La pensión, ese triunfo de los estados de derecho, es en República Dominicana, una rareza en campos y ciudades, y los que la tienen con estas apenas alcanzan para comer los 30 días del mes. Y claro, hay pensiones de pensiones. Que un” padre de la patria” se jubile con un monto 30 veces más alto que una empleada doméstica es una aberración de un sistema que premia a los fuertes y castiga con dureza a los débiles. Las hormigas reciben las migajas y las cigarras cantan la bella vida. Siempre me he preguntado qué piensa uno de estos ex diputados cuando en la noche ponen la cabeza e su almohada, y qué le dirá su conciencia de sus absurdas pretensiones, de pensionarse de una manera tan burda. Con ese primer cheque, una familia de estrato 2 viviría casi un año.

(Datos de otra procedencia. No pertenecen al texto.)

PR #692, opened 2019-05-22
Tests for checkpoint logic + some fixes to checkpointing

pruksmhc:
This PR is dedicated to creating tests for checkpointing and fixing some checkpointing errors. 
The general flow is the below:
-We save the best metric thus far. For pretraining, we do multitask training, and save during each epoch the model states (both the sentence encoder and the task-specific modules).
-For finetuning, we must also save task-specific versions of the sentence encoder. If we don't allow pretrained weights for the task-specific modules, we do not load the parameter weights for a module if the sentence encoder has not been trained on a specific task yet. 

Changes:
-Making the code less specific to target_train and adding asserts to make sure that the checkpoints loaded are the best ones rather than the most recent. For example, removing redundant model_target_state_best.th checkpoint. 
-Adding the demo.sh run to .circleCi build since running the script from tests seems odd to make sure that the output of demo.sh is the same.


sleepinyourhat:
Looks sane so far, but I don't have time today to fully reverse engineer what this is doing.

General considerations for checkpointing:
- During a training phase, we should maintain the best checkpoint and the most recent checkpoint. (We don't fully do this during the target task training phase, but we should.)
- If we restart training after a crash, we should load the most recent checkpoint, which should lead to training behaving _exactly_ as it would have without the crash (except for random variation).
- If we're evaluating a model or using it as a starting point for transfer, we should load the best checkpoint for that model, not the most recent.
- When fine-tuning the same model on multiple tasks, each task should behave independently. This requires repeatedly restoring from the same checkpoint.

main.py
```diff
@@ -118,22 +113,31 @@ def setup_target_task_training(args, target_tasks, model, strict):
...
+                else:
+                    assert_for_log(
+                        args.allow_untrained_encoder_parameters, "No best checkpoint found to evaluate."
+                    )
+
+                if args.transfer_paradigm == "finetune":
+                    # Save model so we have a checkpoint to go back to after each
+                    # task-specific finetune.
+                    model_state = model.state_dict()
+                    model_path = os.path.join(
```
pruksmhc: @W4ngatang by the way get_best_checkpoint is currently structured, if we do pretraining then target task training, then wouldn't we during target training always load and use the best pretrained model for finetuning? 
If so, then why is this untrained_pre_target_train necessary (as opposed to just always loading the best pretrained model before each finetuning target training for each task?

W4ngatang: Sometimes we don't want to do any pretraining (e.g. we just want to use BERT for a set of target tasks), so we to create a checkpoint to refer back to at the start of each fine-tuning.

sleepinyourhat:
And of course, make sure tests pass.

main.py
```diff
@@ -118,22 +113,32 @@ def setup_target_task_training(args, target_tasks, model, strict):
...
-                torch.save(model_state, model_path)
+            if args.do_pretrain == 1:
+                best_pretrain = get_best_checkpoint_path(args.run_dir, "pretrain")
+                if best_pretrain:
+                    load_model_state(
+                        model, best_pretrain, args.cuda, task_names_to_avoid_loading, strict=strict
+                    )
+                else:
+                    assert_for_log(
+                        args.allow_untrained_encoder_parameters,
```
W4ngatang: I think this check should occur _outside_ of the pretraining check, the logic being that if you're not doing pretraining, you are using an un(pre)trained model.

is the name "allow_untrained_encoder_parameters" accurate here? At the end of pretraining, even if you don't load any checkpoints, you still have trained parameters.

main.py
W4ngatang: So I think this should happen outside of the pretrain check, i.e. you create this if you are targe training but not pretraining.

main.py
```diff
@@ -248,30 +251,38 @@ def _kill_tb_child():
...
+        1) best checkpoint from the phase so far
+        2) nothing found (empty string) """
+    macro_best = glob.glob(os.path.join(run_dir, "model_state_%s_epoch_*.best_macro.th" % phase))
     if len(macro_best) > 0:
         assert_for_log(len(macro_best) == 1, "Too many best checkpoints. Something is wrong.")
         return macro_best[0]
+    return ""
+
 
-    pre_target_train = glob.glob(os.path.join(run_dir, "model_state_untrained_pre_target_train.th"))
```
W4ngatang: I think this should be kept in, see above comments about this

main.py
```diff
@@ -483,30 +491,31 @@ def main(cl_arguments):
...
-                # Save this fine-tune model with a task specific name.
-                finetune_path = os.path.join(args.run_dir, "model_state_%s_best.th" % task.name)
-                os.rename(layer_path, finetune_path)
-
                 # Reload the original best model from before target-task
-                # training.
-                pre_finetune_path = get_best_checkpoint_path(args.run_dir)
+                # training since we specifically finetune for each task.
+                pre_target_train = get_best_checkpoint_path(args.run_dir, "pretrain")
+                if len(pre_target_train) > 0:
```
W4ngatang: might as well move this check into `get_best_ckpt_path` if we're going to / want to check it every time?

tests/test_checkpointing.py
```diff
@@ -0,0 +1,199 @@
...
+from allennlp.data.token_indexers import SingleIdTokenIndexer
+from allennlp.data import Instance, Token, vocabulary
+from ..allennlp_mods.numeric_field import NumericField
+from allennlp.data.fields import LabelField, ListField, MetadataField, TextField
+from allennlp.common.params import Params
+from allennlp.data.iterators import BasicIterator, BucketIterator
+from allennlp.training.learning_rate_schedulers import (  # pylint: disable=import-error
+    LearningRateScheduler,
+)
+from allennlp.training.optimizers import Optimizer
```
W4ngatang: do you mind cleaning this imports up a bit? (default libraries on top, group sources together, etc.)

main.py
```diff
@@ -248,30 +251,38 @@ def _kill_tb_child():
...
+        2) nothing found (empty string) """
+    macro_best = glob.glob(os.path.join(run_dir, "model_state_%s_epoch_*.best_macro.th" % phase))
     if len(macro_best) > 0:
         assert_for_log(len(macro_best) == 1, "Too many best checkpoints. Something is wrong.")
         return macro_best[0]
+    return ""
+
 
-    pre_target_train = glob.glob(os.path.join(run_dir, "model_state_untrained_pre_target_train.th"))
+def do_finetune_evaluation(args, target_tasks, model, splits_to_write):
```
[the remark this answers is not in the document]
pruksmhc: I was first modularizing this out in order to simmplify testing for checkpoinnting but then found another better way to test. Revertin gthis

main.py
pruksmhc: Realized it's already a part of the refactored function so deleting this redundant check.

main.py
pruksmhc: This allows for random sentence encoders (skipping pretraining step to only run do_target_task_training). Moving this to if args.do_pretrianing = 0.

main.py
```diff
@@ -80,20 +78,17 @@ def setup_target_task_training(args, target_tasks, model, strict):
     Saves model states from pretraining if applicable, and
     loads the correct model state for the target task training
     stage.
-
```
sleepinyourhat: Why cut these?

sleepinyourhat: Here and elsewhere.

pruksmhc: Those were extra changes-reverting.

main.py
```diff
@@ -118,22 +117,32 @@ def setup_target_task_training(args, target_tasks, model, strict):
...
+                )
 
-            if args.transfer_paradigm == "finetune":
-                # Save model so we have a checkpoint to go back to after each
-                # task-specific finetune.
-                model_state = model.state_dict()
-                model_path = os.path.join(args.run_dir, "model_state_untrained_pre_target_train.th")
-                torch.save(model_state, model_path)
+                if args.transfer_paradigm == "finetune":
+                    # We want to do target training without pretrianing, thus
```
W4ngatang: typo

main.py
```diff
@@ -483,30 +476,28 @@ def main(cl_arguments):
                 phase="target_train",
             )
 
-            # Now that we've trained a model, revert to the normal checkpoint
-            # logic for this task.
+            # Now that we've trained the task specific module for the task,
+            # since we are accumulating the best parameters for
```
W4ngatang: I'm confused by this comment. I guess it doesn't apply in the finetune setting, but in the frozen setting, we're accumulating all of the best parameters in the checkpoint `model_state_target_train_best.th`, right? Where is that happening here? I only see us loading that checkpoint.

W4ngatang: Ohhh, is this comment saying we should load the best checkpoint from a particular task's target training?

W4ngatang: That makes sense.

pruksmhc: I had basically deleted target_train_best.th checkpoint since there is also model_state_%s_epoch_target_test.best_macro.th checkpoint. Is there a reason why the best parameters are  in both variables?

Sin embargo, y en medio del drama cotidiano que hace que cientos de miles de ancianos y ancianas no tengan un sistema de protección, siempre me han impactado los casos de personas que le dieron dignidad al país. Y entre ellos, el caso de mi profesora de infancia la que enseñó y alfabetizó miles y miles de niños y niñas, entre ellos yo, la profe.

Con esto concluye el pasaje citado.